## SUPPLIED ENTRIES:
PR #5300, opened 2023-09-28
Add National Delivery to PROD catalog

undergroundquizscene:
I added the new National Delivery CODE product rate plans (from the api sandbox) to the catalog a while ago, but did not remember to add the PROD ones: this commit does that. (These IDs were taken from the HTML source of the zuora web UI, specifically from the “export product” button link.)

To update the catalog files I ran the following command, which sorts the products by their ID and will hopefully minimise diffs in future:

```sh
aws s3 cp --profile membership s3://gu-zuora-catalog/PROD/Zuora-PROD/catalog.json - | jq ".products |= sort_by(.id)" > catalog-prod.json
```


support-models/src/main/scala/com/gu/support/catalog/Product.scala
```diff
@@ -195,6 +195,9 @@ case object Paper extends Product {
         homeDelivery("2c92a0ff560d311b0156136f2afe5315", Sixday, "Home Delivery Sixday"),
         homeDelivery("2c92a0fd560d132301560e43cf041a3c", EverydayPlus, "Home Delivery Everyday+"),
         homeDelivery("2c92a0fd560d13880156136b72e50f0c", Everyday, "Home Delivery Everyday"),
+        nationalDelivery("8a12999f8a268c57018a27ebe868150c", Weekend, "National Delivery Weekend"),
+        nationalDelivery("8a12999f8a268c57018a27ebfd721883", Sixday, "National Delivery Sixday"),
+        nationalDelivery("8a12999f8a268c57018a27ebe31414a4", Everyday, "National Delivery Everyday"),
```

## PROBLEM STATEMENT:
Examine the records and pull out every line where the string "zuora" occurs.

## PROBLEM SOLUTION:
I added the new National Delivery CODE product rate plans (from the api sandbox) to the catalog a while ago, but did not remember to add the PROD ones: this commit does that. (These IDs were taken from the HTML source of the zuora web UI, specifically from the “export product” button link.)
aws s3 cp --profile membership s3://gu-zuora-catalog/PROD/Zuora-PROD/catalog.json - | jq ".products |= sort_by(.id)" > catalog-prod.json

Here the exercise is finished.